The existence of a global fundamental solution for homogeneous Hormander operators via a global lifting method

We prove the existence of a global fundamental solution Gamma(x; y) (with pole x) for any Hormander operator L = sum_{i=1}^m X_i^2 on R^n which is delta_lambda-homogeneous of degree 2. Here homogeneity is meant with respect to a family of non-isotropic diagonal maps delta_lambda of the form delta_lambda(x) = (lambda^{sigma_1}x_1,...,lambda^{sigma_n}x_n), with 1 = sigma_1 <=... <= sigma_n. Due to a global lifting method for homogeneous operators proved by Folland [Comm. Partial Differential Equations 2 (1977) 161-207], there exists a Carnot group G and a polynomial surjective map pi: G -> R^n such that L is pi-related to a sub-Laplacian L_G on G. We show that it is always possible to perform a (global) change of variable on G such that the lifting map pi becomes the projection of G=R^n x R^p onto R^n.

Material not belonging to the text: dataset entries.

PR #3336, opened 2023-01-06
Fix: Modifies clauses with set operations can now be proven

### LINKED ISSUE #3265: Can't prove modifies clause
### Dafny version

3.10.0

```dafny
datatype K = K(ghost MainSet: set<object>, Element: object)

datatype KUp = KUp(ghost MainSet: set<object>, Element: object, k: K) {
  method DoIt()
    modifies MainSet - {Element}
  {
    var p := MainSet - {Element};
    var c := k.MainSet - {k.Element};
    assume c <= p;
    assert forall o: object | o in c ::
             o in p;  // Verified
    assert c == k.MainSet - {k.Element}; // Verified
    modify k.MainSet - {k.Element}; // Modify error
  }
}
```

```code
Just open this file in VSCode.
```

### What happened?

The modify statement fails, although if you replace `k.MainSet - {k.Element}` by `c`; it suddenly verifies. But these two expressions are equal !
The workaround thus is to use `c` but this error is disturbing, as I found no way for Dafny to verify the modify statement without having a single variable.

Windows

MikaelMayer:
This PR fixes #3265

### DIFF
--- a/Source/DafnyCore/Triggers/TriggersCollector.cs
+++ b/Source/DafnyCore/Triggers/TriggersCollector.cs
@@ -384,13 +384,44 @@ namespace Microsoft.Dafny.Triggers {
 
         if (!children_contain_killers) {
           // Add only if the children are not killers; the head has been cleaned up into non-killer form
-          collected_terms.Add(new_term);
+          collected_terms.AddRange(CollectInSetOperations(new_expr, expr));
         }
       }
       Contract.Assert(new_term != null);  // this checks our assumption that "new_exprs" contains at least one value.
 
       // This new node is a killer if its children were killers, or if it's non-cleaned-up head is a killer
       return new TriggerAnnotation(children_contain_killers || expr_is_killer, new_term.Variables, collected_terms);
+    }
+
+    private IEnumerable<TriggerTerm> CollectInSetOperations(Expression new_expr, Expression original_expr) {
+      yield return new TriggerTerm { Expr = new_expr, OriginalExpr = original_expr, Variables = CollectVariables(original_expr) };
+      if (new_expr is BinaryExpr
+        {
+          ResolvedOp: BinaryExpr.ResolvedOpcode.InSet,
+          E0: var e0, E1: BinaryExpr
+          {
+            ResolvedOp: BinaryExpr.ResolvedOpcode.SetDifference or
+                          BinaryExpr.ResolvedOpcode.Union or
+                          BinaryExpr.ResolvedOpcode.Intersection,
+            E0: var e10,
+            E1: var e11
+          }
+        }) {
+        var newTriggerTerm1 = new BinaryExpr(new_expr.tok, BinaryExpr.Opcode.In, e0, e10) {
+          ResolvedOp = BinaryExpr.ResolvedOpcode.InSet,
+          Type = Type.Bool
+        };
+        foreach (var triggerTerm in CollectInSetOperations(newTriggerTerm1, original_expr)) {
+          yield return triggerTerm;
+        }
+        var newTriggerTerm2 = new BinaryExpr(new_expr.tok, BinaryExpr.Opcode.In, e0, e11) {
+          ResolvedOp = BinaryExpr.ResolvedOpcode.InSet,
+          Type = Type.Bool
+        };
+        foreach (var triggerTerm in CollectInSetOperations(newTriggerTerm2, original_expr)) {
+          yield return triggerTerm;
+        }
+      }
     }
 
     private TriggerAnnotation AnnotateApplySuffix(ApplySuffix expr) {
--- a/Source/DafnyCore/Verifier/Translator.ExpressionTranslator.cs
+++ b/Source/DafnyCore/Verifier/Translator.ExpressionTranslator.cs
@@ -1772,6 +1772,7 @@ BplBoundVar(varNameGen.FreshId(string.Format("#{0}#", bv.Name)), predef.BoxType,
         bool pr;
         if (s is BinaryExpr && aggressive) {
           BinaryExpr bin = (BinaryExpr)s;
+          /*
           switch (bin.ResolvedOp) {
             case BinaryExpr.ResolvedOpcode.Union:
               return Boogie.Expr.Or(TrInSet_Aux(tok, elmt, elmtBox, bin.E0, aggressive, out pr), TrInSet_Aux(tok, elmt, elmtBox, bin.E1, aggressive, out pr));
@@ -1781,7 +1782,7 @@ BplBoundVar(varNameGen.FreshId(string.Format("#{0}#", bv.Name)), predef.BoxType,
               return Boogie.Expr.And(TrInSet_Aux(tok, elmt, elmtBox, bin.E0, aggressive, out pr), Boogie.Expr.Not(TrInSet_Aux(tok, elmt, elmtBox, bin.E1, aggressive, out pr)));
             default:
               break;
-          }
+          }*/
         } else if (s is SetDisplayExpr) {
           SetDisplayExpr disp = (SetDisplayExpr)s;
           Boogie.Expr disjunction = null;
@@ -1895,9 +1896,6 @@ BplBoundVar(varNameGen.FreshId(string.Format("#{0}#", bv.Name)), predef.BoxType,
         if (s is BinaryExpr && aggressive) {
           BinaryExpr bin = (BinaryExpr)s;
           switch (bin.ResolvedOp) {
-            case BinaryExpr.ResolvedOpcode.Union:
-            case BinaryExpr.ResolvedOpcode.Intersection:
-            case BinaryExpr.ResolvedOpcode.SetDifference:
             case BinaryExpr.ResolvedOpcode.MultiSetUnion:
             case BinaryExpr.ResolvedOpcode.MultiSetIntersection:
               return true;
--- a/Test/git-issues/git-issue-3265.dfy
+++ b/Test/git-issues/git-issue-3265.dfy
@@ -1,0 +1,3 @@
+// RUN: %baredafny verify %args_0 "%s" > "%t"
+// RUN: %diff "%s.expect" "%t"
+
--- a/Test/git-issues/git-issue-3265.dfy
+++ b/Test/git-issues/git-issue-3265.dfy
@@ -1,3 +1,103 @@
-// RUN: %baredafny verify %args_0 "%s" > "%t"
+// RUN: %baredafny verify %args "%s" > "%t"
 // RUN: %diff "%s.expect" "%t"
 
+
+method SetDifferenceTrigger(
+    ghost MainSet: set<object>, Elements: set<object>,
+    ghost MainSet2: set<object>, Elements2: set<object>)
+  modifies MainSet - Elements
+{
+  assume forall o: object | o in MainSet2 - Elements2 ::
+            o in MainSet - Elements;  // Verified
+  forall o <- MainSet2 ensures true {
+    if o !in Elements2 {
+      assert o in MainSet;
+      assert o !in Elements;
+    }
+  }
+}
+
+
+method SetUnionTrigger(
+    ghost MainSet: set<object>, Elements: set<object>,
+    ghost MainSet2: set<object>, Elements2: set<object>)
+  modifies MainSet - Elements
+{
+  var p := MainSet - Elements;
+  var c := MainSet2 - Elements2;
+  assume forall o: object | o in MainSet2 + Elements2 ::
+            o in MainSet + Elements;  // Verified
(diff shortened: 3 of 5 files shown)


Source/DafnyCore/Verifier/Translator.ExpressionTranslator.cs
```diff
@@ -1772,6 +1772,7 @@ public ExpressionTranslator(ExpressionTranslator etran, string modifiesFrame)
         bool pr;
         if (s is BinaryExpr && aggressive) {
           BinaryExpr bin = (BinaryExpr)s;
+          /*
```
MikaelMayer, line 1775: Is it ok to remove this code?

Test/git-issues/git-issue-3265.dfy.expect
```diff
@@ -0,0 +1,2 @@
+
+Dafny program verifier finished with 7 verified, 0 errors
```
MikaelMayer, line 2: Previously all tests were failing.

Test/git-issues/git-issue-3265.dfy
```diff
@@ -0,0 +1,103 @@
...
+    assert o in MainSet || o in Elements;
+  }
+}
+
+method SetIntersectionTrigger(
+    ghost MainSet: set<object>, Elements: set<object>,
+    ghost MainSet2: set<object>, Elements2: set<object>)
+  modifies MainSet - Elements
+{
+  assume forall o: object | o in (MainSet2 * Elements2) ::
```
RustanLeino, line 40: Parentheses not needed

Test/git-issues/git-issue-3265.dfy
```diff
@@ -0,0 +1,103 @@
...
+
+
+method SetDifferenceTrigger(
+    ghost MainSet: set<object>, Elements: set<object>,
+    ghost MainSet2: set<object>, Elements2: set<object>)
+  modifies MainSet - Elements
+{
+  assume forall o: object | o in MainSet2 - Elements2 ::
+            o in MainSet - Elements;  // Verified
+  forall o <- MainSet2 ensures true {
```
RustanLeino, line 12: I suggest formatting `forall` statements (here and below) like

``` dafny
forall o <- MainSet2
  ensures true
{
```

Test/git-issues/git-issue-3265.dfy
```diff
@@ -0,0 +1,103 @@
...
+    ghost MainSet2: set<object>, Element2: object)
+  modifies MainSet - {Element}
+{
+  var p := MainSet - {Element};
+  var c := MainSet2 - {Element2};
+  assume c <= p;
+  assert forall o: object | o in c ::
+            o in p;  // Verified
+  assert c == MainSet2 - {Element2}; // Verified
+  modify MainSet2 - {Element2}; // Modify error
```
RustanLeino, line 58: Change the comment, since this is no longer an error. You could drop it altogether, or (probably better) you could say "this used to give a modify error".

Source/DafnyCore/Verifier/Translator.ExpressionTranslator.cs
```diff
@@ -1899,9 +1900,6 @@ public ExpressionTranslator(ExpressionTranslator etran, string modifiesFrame)
         if (s is BinaryExpr && aggressive) {
           BinaryExpr bin = (BinaryExpr)s;
           switch (bin.ResolvedOp) {
-            case BinaryExpr.ResolvedOpcode.Union:
-            case BinaryExpr.ResolvedOpcode.Intersection:
-            case BinaryExpr.ResolvedOpcode.SetDifference:
             case BinaryExpr.ResolvedOpcode.MultiSetUnion:
             case BinaryExpr.ResolvedOpcode.MultiSetIntersection:
```
RustanLeino, line 1904: I think it would be good to do the analogous change also for multisets. You could do that in this same PR, in a separate PR, or, if nothing else, file an Issue that reminds us that this would be a good change to make in the future.

Source/DafnyCore/Triggers/TriggersCollector.cs
```diff
@@ -390,6 +390,37 @@ internal class TriggersCollector {
...
+        foreach (var triggerTerm in CollectInSetOperations(newTriggerTerm1, original_expr)) {
+          yield return triggerTerm;
+        }
+        var newTriggerTerm2 = new BinaryExpr(new_expr.tok, BinaryExpr.Opcode.In, e0, e11) {
+          ResolvedOp = BinaryExpr.ResolvedOpcode.InSet,
+          Type = Type.Bool
+        };
+        foreach (var triggerTerm in CollectInSetOperations(newTriggerTerm2, original_expr)) {
+          yield return triggerTerm;
+        }
```
RustanLeino, line 420: What happens for some input like

``` dafny
function F(x: int): set<int>

method Test(x: int)
  requires forall x: int, y: int, z: int :: x in F(y) * F(z)
{
}
```

Previously, this would generate `{:trigger x in F(y) * F(z)}`. Will this now additionally generate

    {:trigger x in F(y)}
    {:trigger x in F(z)}

If so, then note that these are not valid triggers, since neither one by itself covers all bound variables.

Source/DafnyCore/Triggers/TriggersCollector.cs
```diff
@@ -390,6 +390,37 @@ internal class TriggersCollector {
       return new TriggerAnnotation(children_contain_killers || expr_is_killer, new_term.Variables, collected_terms);
     }
 
+    private IEnumerable<TriggerTerm> CollectInSetOperations(Expression new_expr, Expression original_expr) {
+      yield return new TriggerTerm { Expr = new_expr, OriginalExpr = original_expr, Variables = CollectVariables(original_expr) };
```
RustanLeino, line 394: I don't understand the role of `OriginalExpr`, but I note that the previous L384  added just `new_expr`, not a `TriggerTerm` wrapped around `new_expr`. Is that as intended?

RustanLeino (changes requested):

Source/DafnyCore/Verifier/Translator.ExpressionTranslator.cs
RustanLeino: Yes, unless the test suite shows us otherwise.
When you do remove it, please also remove the unused variable `pr` on L1772.

Source/DafnyCore/Triggers/TriggersCollector.cs
MikaelMayer: Indeed, it now generates these additional triggers. Let me have a look.

Source/DafnyCore/Verifier/Translator.ExpressionTranslator.cs
MikaelMayer: I'll do this in this PR if it's not too hard

MikaelMayer: > I think it would be good to do the analogous change also for multisets

Done ! That wasn't too hard. The only difference was that the trigger expressions were of the form (A + B)[x] and so this is what I split into two new triggers A[x] and B[x] (if the bound variables are the same of course!)

Source/DafnyCore/Triggers/TriggersCollector.cs
MikaelMayer: > If so, then note that these are not valid triggers, since neither one by itself covers all bound variables.

Fixed by checking that the number of bound variables remains the same. Good catch !

Source/DafnyCore/Triggers/TriggersCollector.cs
MikaelMayer: > I note that the previous L384 added just new_expr, not a TriggerTerm wrapped around new_expr. Is that as intended?

I'm not sure of what you see but here is the diff I see on my side.


```diff
         if (!children_contain_killers) {
           // Add only if the children are not killers; the head has been cleaned up into non-killer form
-          collected_terms.Add(new_term);
+          collected_terms.AddRange(CollectInSetOperations(new_expr, expr));
         }
```

So it looks like we were previously adding the same thing that I add now, except that now I generate more triggers. Could you elaborate a bit more?

Source/DafnyCore/Triggers/TriggersCollector.cs
```diff
@@ -390,6 +390,73 @@ internal class TriggersCollector {
...
+            BinaryExpr.ResolvedOpcode.MultiSetIntersection or
+            BinaryExpr.ResolvedOpcode.MultiSetDifference,
+            E0: var seq0,
+            E1: var seq1
+          },
+          E0: var seqArg
+        } newSeqSelectExpr) {
+        // Multiset triggers are of the form expression[index]
+        var newTriggerTerm1 = new SeqSelectExpr(newExpr.tok, true, seq0, seqArg, null, newSeqSelectExpr.CloseParen) {
+          Type = Type.Int
```
RustanLeino, line 417: Shouldn't this type be `seq0.Type`?

Source/DafnyCore/Triggers/TriggersCollector.cs
```diff
@@ -390,6 +390,73 @@ internal class TriggersCollector {
...
+        };
+        foreach (var triggerTerm in CollectInSetOperations(newTriggerTerm1, originalExpr, newBoundVariables)) {
+          yield return triggerTerm;
+        }
+        var newTriggerTerm2 = new SeqSelectExpr(newExpr.tok, true, seq1, seqArg, null, newSeqSelectExpr.CloseParen) {
+          Type = Type.Int
```
RustanLeino, line 423: Shouldn't this type be `seq1.Type`?

Source/DafnyCore/Verifier/Translator.ExpressionTranslator.cs
```diff
@@ -1915,8 +1905,8 @@ public ExpressionTranslator(ExpressionTranslator etran, string modifiesFrame)
             case BinaryExpr.ResolvedOpcode.Union:
             case BinaryExpr.ResolvedOpcode.Intersection:
             case BinaryExpr.ResolvedOpcode.SetDifference:
-            case BinaryExpr.ResolvedOpcode.MultiSetUnion:
-            case BinaryExpr.ResolvedOpcode.MultiSetIntersection:
+              //case BinaryExpr.ResolvedOpcode.MultiSetUnion:
+              //case BinaryExpr.ResolvedOpcode.MultiSetIntersection:
```
RustanLeino, line 1909: If these are no longer needed, delete the lines. But why are the multiset operations excluded and the set operations still included?

RustanLeino (changes requested):

Source/DafnyCore/Triggers/TriggersCollector.cs
MikaelMayer: Good catch, it should actually be `seq1.Type.AsMultiSetType.Arg`

Source/DafnyCore/Verifier/Translator.ExpressionTranslator.cs
MikaelMayer: The set operations are still included because there is a flag that can be turned on for sets (aggressive) which is used for frame conditions.
Without these, the tests compiling the Dafny runtime failed, see here
https://github.com/dafny-lang/dafny/actions/runs/4734312552/jobs/8403056164
I found that by reverting this code to its original form, the dafny runtime would verify again. Do you have an idea why?

Source/DafnyCore/Triggers/TriggersCollector.cs
RustanLeino: My point was that, previously, `collected_terms.Add(new_term);` adds `new_term`, where the new `collected_terms.AddRange(CollectInSetOperations(new_expr, expr));` adds

* nothing, or
* `new TriggerTerm { Expr = newExpr, OriginalExpr = originalExpr, Variables = CollectVariables(newExpr) }` (which is the thing that has a `TriggerTerm` wrapped around the `newExpr`), or
* that `new TriggerTerm...` plus additional triggers.

This is probably fine. I'm just clarifying what I had tried to comment on.

Source/DafnyCore/Verifier/Translator.ExpressionTranslator.cs
RustanLeino: I was unable to reproduce the failure. However, I think it is correct to _omit_ the multiset operations here, because `RewriteInExpr` is supposed to be in synch with `TrInMultiSet_Aux`, which only rewrites `MultiSetDisplayExpr`.

RustanLeino (dismissed):
Good work!

MikaelMayer:
Variability tests show that this PR does not incur any meaningful difference, so I'm setting up auto-merge.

We prove that an integration argument over the (non-compact) fibers of pi provides a fundamental solution for L. Indeed, if Gamma_G(x, x'; y, y') (x, y are elements of R^n ; x' , y' are elements of R^p) is the fundamental solution of L_G, we show that Gamma_G(x, 0; y, y') is always integrable with respect to y' in R^p , and its y'-integral is a fundamental solution for L.